What you are asked to do → From the line below that contains "This means that" to the line that contains "Only widgets with", repeat every line exactly, both ends included, and nothing else.

Stored dataset items →
--------

Issue #3477, opened 2022-07-29
Automated merging during cloud sync after editing notes on multiple devices loses tank information


mwerle:
### Describe the issue:

- [X] Bug
- [ ] Change request
- [ ] New feature request
- [ ] Discussion request

### Issue long description:

I recently performed the following actions:

1. Imported dives (from multiple dive computers, one of which is AI) on my phone, then sync'd to cloud.
2. Opened Subsurface on my table and did some initial editing. Sync'd some of it to cloud; some not (lost internet connectivity on way home).
3. Opened Subsurface on my PC (Windows, v5.08 of Subsurface), sync'd, then proceeded to edit the dives, and sync'd to cloud.
4. Sync'd the tablet data as I had written some notes which I did not want to re-edit.
5. Lost tank, AI, exposure protection, and weight data for several dives.

ANALYSIS:
The "Notes" data was incorrectly merged, resulting in an additional quote character to be in the data.

EG: 

```
duration 49:00 min
tags "boat"
divesiteid c5299b50
suit "5mm long + 3mm hooded vest"
notes "First boat dive, (blah blah blah
    blah blah blah.
    blah blah blah "
 
    blah blah blah.
    blah blah blah "
 cylinder vol=10.0l description="10.0ℓ" o2=32.0% start=190.295bar end=52.676bar depth=39.845m
weightsystem weight=2.0kg description="weight"
```

Of course, this then stuffs up the parsing, which makes Subsurface think there is no tank.  But instead of reading the dive-computer data from the separate file and re-creating the tank, it _deletes_ the AI data from the dive computer file!

### Operating system:

Phone and tablet:
Created by Subsurface-mobile:3.4.3(5.0.6.83):Android  (9.0):arm64:en-GB

PC:
Created by Subsurface:5.0.8.0:Windows 10 Version 2009:x86_64:en-GB

Shearwater Perdix AI; Shearwater Peregrine

The issue arose due to a merge created by editing on multiple devices in parallel.

### Subsurface version:
Created by Subsurface-mobile:3.4.3(5.0.6.83):Android  (9.0):arm64:en-GB
Created by Subsurface:5.0.8.0:Windows 10 Version 2009:x86_64:en-GB

Official releases of Subsurface; did not try to reproduce the issue artificially as yet (sorry, would debug and attach a patch, but very limited time at present).

### Steps to reproduce:

Please see the "Issue Long Description".

I think it should be sufficient to:

1. Have a dive with AI data
[...]

PR #3479, opened 2022-07-31
git parser: handle left-over multi-line quoted strings better

torvalds:
The git save format is designed to be entirely line-based, where all the
dive data is on individual lines that are independent.

That is very much by design, so that you can merge these files
automatically, and not worry about what it does to the context (contrast
this to structured files like JSON or XML, where you have multiple
levels of indentation, and the context of a line matters).

So the parser can just ignore any conflict markers, and parse everything
one line at a time.

Well, almost.

We do have *one* special form of multi-line context, where flowed text
(think things like dive notes) will have one "header line" that starts
the note, and then it can continue for several lines until the final
line that ends the quote.

In such a situation, the dive merging can result in a partially merged
string note, which has the ending line from one dive, and then continues
with more string data from the other dive.

That will confuse our parser mightily, because it will have seen the end
of the string, and parsed the rest of those string comments as garbage lines.

That part in itself is fine - the garbage lines won't pass as any real
data (because they don't start with a proper keyword), but while parsing
that garbage the *next* end of the string will be seen as a start of a
new string.

And *that* then confuses the git parser to think that the line after
that is now part of the string, and so it won't correctly parse the
non-string line that follows.

To give a more concrete example, the git dive data (here indented and
abbreviated) might look like this:

	suit "5mm long + 3mm hooded vest"
	notes "First boat dive.
		Giant-stride entry."
		Saw a turtle."
	cylinder vol=10.0l description="10.0ℓ" depth=66.019m

where the two notes from the two dives were

	notes "First boat dive.
		Giant-stride entry"

and

	notes "First boat dive.
		Saw a turtle."

respectively, and the merged result contained parts of both.

When we parse this, we will parse the 'notes' line as having the string

	First boat dive.
	Giant-stride entry

which is fine. But then the next line will be that

	Saw a turtle."

and now the ending double quote character on that line will be seen as
the beginning of a new string, and the cylinder information on the next
line will then be mixed up.  The resulting mess will be ignored, but in
the process the data on the "cylinder" line will basically have been
lost.

There are several ways to deal with this, but this particular fix
depends on the fact that we can recognize stale string continuation
lines: they are either empty (for an empty line), or they start with a
TAB character.

So to solve the problem with the mis-identified end quote, this
recognizes that we're in such a "stale left-over comment line" context,
and will just skip such lines entirely.

That does mean that when you have conflicts in dive note sections due to
having edited the dive concurrently on different machines, you may just
lose some of the edits.

But this way at least you shouldn't lose any other data due to the merge
conflict.

NOTE! We could try to improve on this by instead noticing that a "end of
multi-line string has a continuation entry on the next line", and just
say "ok, that wasn't a real end after all".

But that would be an independent thing anyway - this "ignore stale text
comment lines" logic would be required anyway, in case those stale text
comments ended up somewhere *else* than right after another text line.

So do this more important fix first.

Reported-by: Michael Werle

- [ ] Bug fix
- [ ] Functional change
- [ ] New feature
- [ ] Code cleanup
- [ ] Build system change
- [ ] Documentation change
- [ ] Language translation

### DIFF
--- a/core/load-git.c
+++ b/core/load-git.c
@@ -1365,6 +1365,22 @@ static unsigned parse_one_line(const char *buf, unsigned size, line_fn_t *fn, st
 	char line[MAXLINE + 1];
 	int off = 0;
 
+	// Check the first character of a line: an empty line
+	// or a line starting with a TAB is invalid, and likely
+	// due to an early string end quote due to a merge
+	// conflict. Ignore such a line.
+	switch (*p) {
+	case '\n': case '\t':
+		do {
+			if (*p++ == '\n')
+				break;
+		} while (p < end);
+		SSRF_INFO("git storage: Ignoring line '%.*s'", (int)(p-buf-1), buf);
+		return p - buf;
+	default:
+		break;
+	}
+
 	while (p < end) {
 		char c = *p++;
 		if (c == '\n')


torvalds:
This is hopefully the fix for the issue @mwerle reported at

   https://github.com/subsurface/subsurface/issues/3477

and I tried to make the commit message somewhat exhaustive (and exhausting).

It seems to do the right thing.

As noted in the commit message, there is potential for improving things by actually noticing the contiguous comment case, and making the notes actually parse as a combination of the two merged notes. It will be messy to read, but you'd have more data that you could edit down to be better.

This does not do that, because I think it's independent, and the "stale string continuation" case could happen in other places depending on exactly what the two dive files had in common when merging.

I have not tested this extensively, but it seems to work, and makes sense to me.

I probably won't have time to look at the possible extension logic, but I can do at least this before the 5.20 kernel merge window opens for me.

dirkhh:
merged locally

PR #3480, opened 2022-07-31
[TRIVIAL] remove obscure division-assignment operator

bstoeger:
In utc_mkdate() we find the interesting statement
        val = timestamp /= 60;
which not only calculates timestamp / 60, but also overwrites
timestamp with the new value. However, timestamp is never used
in the remainder of the function, because the whole point is to
switch to 32-bit types. Thus, replace the division-assignment
by a simple division operator to avoid head-scratching.

- [ ] Bug fix
- [ ] Functional change
- [ ] New feature
- [x] Code cleanup
- [ ] Build system change
- [ ] Documentation change
- [ ] Language translation

This is a completely trivial code-hygiene thing. This won't change anything, but make the code less confusing for future readers.

Please check that I didn't miss something subtle!?

### DIFF
--- a/core/time.c
+++ b/core/time.c
@@ -56,7 +56,7 @@ void utc_mkdate(timestamp_t timestamp, struct tm *tm)
 
 	/* minutes since 1900 */
 	tm->tm_sec = timestamp % 60;
-	val = timestamp /= 60;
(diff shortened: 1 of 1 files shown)


dirkhh:
merged locally

PR #3486, opened 2022-08-13
desktop: improve composition on TagWidgets

bstoeger:
The TagWidgets hook into the textChanged() signal to invoke
the word-completer. However, that signal is also emitted for
composition-keys, making composition impossible if the completer
decides that it should show some entries.

Instead, hook into the inputMethodEvent() function, where one
can test whether a real character was input.

Also, don't hook into cursorPositionChanged(), since that led
to an uncanny cascade of reparse() calls when editing text.

The UI experience is still rough as sometimes the completer
popup steals the focus and hinders further entry.

Also, this doesn't fix the location field, which is its own class.

- [x] Bug fix
- [ ] Functional change
- [ ] New feature
- [ ] Code cleanup
- [ ] Build system change
- [ ] Documentation change
- [ ] Language translation

Try to improve composition in the TagWidgets by not reacting to `textChanged` but to `inputMethodEvent`.

### Changes made:

1) Hook into `inputMethodEvent` instead of `textChanged`.
2) Don't listen to `cursorPositionChanged` signal.
3) Minot code cleanups.
### Related issues:

Fixes part of #1405.

Needs testing! The whole interaction with the completer is ominous.

### DIFF
--- a/desktop-widgets/tagwidget.cpp
+++ b/desktop-widgets/tagwidget.cpp
@@ -7,9 +7,6 @@
 
 TagWidget::TagWidget(QWidget *parent) : GroupedLineEdit(parent), m_completer(NULL), lastFinishedTag(false)
 {
-	connect(this, SIGNAL(cursorPositionChanged()), this, SLOT(reparse()));
-	connect(this, SIGNAL(textChanged()), this, SLOT(reparse()));
-
 	QColor textColor = palette().color(QPalette::Text);
 #if QT_VERSION >= QT_VERSION_CHECK(6, 0, 0)
 	float h, s, l, a;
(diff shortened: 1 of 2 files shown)


bstoeger:
OMG, this is so horrible. The popup opened by the completer by default does not have the `WA_InputMethodEnabled` set and therefore doesn't get these events. Thus, composition is broken as long as the popup is open.

Set the flag explicitly when starting completion.

@dirkhh: Could you perhaps check with your Qt contacts - I'm nearly certain that this is NOT how it should be done.

dirkhh:
@thiagomacieira who should we poke for this?

dirkhh (approved):
That is... creative.
I have no idea how you managed to figure this out, but lo and behold. I can reproduce the problem, and the fix "fixes" it...

I do, however, agree, that this is not the prettiest of solutions.

dirkhh:
I have tested this with two different Linux versions and it does seem to work reliably. So let's merge and see where this gets us.

bstoeger:
Ooops. That might have been a bit premature. I think we're missing something fundamental. See upcoming PR.

dirkhh:
most of the time I'm way too sluggish to respond. Here I happened to be at my computer, I tested it, so I went ahead...

There is no winning :)

dirkhh:
do you want me to revert it?

PR #3487, opened 2022-08-13
desktop: set composition flag in dive site list

bstoeger:
This is crazy: when view() is called, the dive-site-suggestion
popup (DiveLocationListView) clears its WA_InputMethodEnabled
flag. This makes key composition not work as long as the
popup is open.

Thus, when showing the popup, explicitly set the flag.

- [x] Bug fix
- [ ] Functional change
- [ ] New feature
- [ ] Code cleanup
- [ ] Build system change
- [ ] Documentation change
- [ ] Language translation

This fixes composition in the dive-site field on the main tab. For some reason the dive site list clears its composition enabled flag, when show() is called. Extremely weird, but there must be some good reason. For now, just set it explicitly.

Contains a few coding-style fixes.

### DIFF
--- a/CHANGELOG.md
+++ b/CHANGELOG.md
@@ -1,3 +1,4 @@
+desktop: fix key composition in tag widgets and dive site widget
 mobile: allow cloud account deletion (Apple app store requirement)
 
 ---
--- a/desktop-widgets/locationinformation.cpp
+++ b/desktop-widgets/locationinformation.cpp
@@ -37,7 +37,7 @@ LocationInformationWidget::LocationInformationWidget(QWidget *parent) : QGroupBo
 	ui.diveSiteMessage->setText(tr("Dive site management"));
 	ui.diveSiteMessage->addAction(acceptAction);
 
-	connect(ui.geoCodeButton, SIGNAL(clicked()), this, SLOT(reverseGeocode()));
+	connect(ui.geoCodeButton, &QPushButton::clicked, this, &LocationInformationWidget::reverseGeocode);
 	ui.diveSiteCoordinates->installEventFilter(this);
 
 	connect(&diveListNotifier, &DiveListNotifier::diveSiteChanged, this, &LocationInformationWidget::diveSiteChanged);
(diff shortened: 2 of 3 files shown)


dirkhh (changes requested):
please strip the libdivecomputer change from this branch

dirkhh (approved):
This seems otherwise similar to what you did in the previous one. So should I merge this?
Or (given that you are likely asleep) - feel free to merge when you have time

bstoeger:
Ok, I think I found the culprit:
In https://github.com/qt/qtbase/blob/dev/src/widgets/itemviews/qabstractitemview.cpp when current is set to an item that is not "editable" composition is turned off:

```
setAttribute(Qt::WA_InputMethodEnabled, (current.isValid() && (current.flags() & Qt::ItemIsEditable)));
```

This means that all items must be marked as editable.

Usually I quite like QtWidgets (in stark constrast to QtCore or QtQuick!), but this just feels very messy!

PS: I'll be gone for two weeks now.

thiagomacieira:
Following up from #3486 - I have no clue what these flags do. I could guess who to ask for instruction, but can I ask for a concise description of what the problem is?

bstoeger:
Only widgets with the `Qt::WA_InputMethodEnabled` flag get `inputMethodEvent()` calls. These are necessary for composing characters from multiple key strokes, such as the East Asian languages do. However, apparently also some users of European languages use that input method.

The `TagWidget` and `DiveLocationLineEdit` widgets show auto-completers in the form of `QListView`s. To enable editing while the auto-completion popup is shown, the events received by the `QListView` are forwarded to the widget by event filters. However, if the `ItemIsEditable` flag is not set, the `QListView` clears the `Qt::WA_InputMethodEnabled` flag and thus breaks key composition. See the line I quoted above.

Thanks.

bstoeger:
The problem is: how do we prevent the loss of `inputMethodEvent()` calls while the auto-completion popup is opened?

bstoeger:
If we don't get an answer in due course, I suggest merging this. It is surely wrong and ugly, but it does (hopefully) fix a very significant UI problem.

dirkhh (approved):
I think this is good to merge, Berthold?

bstoeger:
Well - up to you. Do you want to wait for an authoritative answer, or just say "whatever, let's move on"?

dirkhh:
hehe... whatever... just move on.

PR #3491, opened 2022-08-20
Some Coverity Fixes

bstoeger:

- [ ] Bug fix
- [ ] Functional change
- [ ] New feature
- [x] Code cleanup
- [ ] Build system change
- [ ] Documentation change
- [ ] Language translation

Some Coverity fixes that hopefully don't break things and don't create new warnings. Plus one leak fix(?). Untested.

### DIFF
--- a/core/import-csv.c
+++ b/core/import-csv.c
@@ -609,7 +609,7 @@ int parse_txt_file(const char *filename, const char *csv, struct dive_table *tab
 		 */
 
 		if (readfile(csv, &memcsv) < 0) {
-			free(dive);
+			free_dive(dive);
 			return report_error(translate("gettextFromC", "Poseidon import failed: unable to read '%s'"), csv);
 		}
 		lineptr = memcsv.buffer;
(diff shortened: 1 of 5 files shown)


core/picture.c
```diff
@@ -123,13 +123,13 @@ static bool dive_check_picture_time(const struct dive *d, timestamp_t timestamp)
  * The caller is responsible for actually adding the picture to the dive.
  * If no appropriate dive was found, no picture is created and NULL is returned.
  */
-struct picture *create_picture(const char *filename, int shift_time, bool match_all, struct dive **dive)
+struct picture *create_picture(const char *filename, offset_t shift_time, bool match_all, struct dive **dive)
```
dirkhh: I really wonder if this is a valid assumption.

One of the "typical" cases with incorrect dates appears to be an incorrect "Unix epoch" date - so January 1970.
So yeah, that's 52 years.

Now, I don't know if the code would be broken in different ways for that case - but I just a few weeks ago stumbled across pictures that claimed to be from Dec 31 1969 (thanks, time zones)...

dirkhh (commented):
I don't know if the code would work - I guess I should try it.
But at least I disagree with the commit message, if nothing else.

bstoeger:
Ok, dropped first commit. I have no time to look closer into that.

dirkhh:
> Ok, dropped first commit. I have no time to look closer into that.

works for me.

"I have no time" is my middle name right now...

(the tooling for the Ubuntu builds stumbles if I do two merges to quickly together... so I'll wait a few minutes and merge then)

--------

Problem solution →
This means that all items must be marked as editable.

Usually I quite like QtWidgets (in stark constrast to QtCore or QtQuick!), but this just feels very messy!

PS: I'll be gone for two weeks now.

thiagomacieira:
Following up from #3486 - I have no clue what these flags do. I could guess who to ask for instruction, but can I ask for a concise description of what the problem is?

bstoeger:
Only widgets with the `Qt::WA_InputMethodEnabled` flag get `inputMethodEvent()` calls. These are necessary for composing characters from multiple key strokes, such as the East Asian languages do. However, apparently also some users of European languages use that input method.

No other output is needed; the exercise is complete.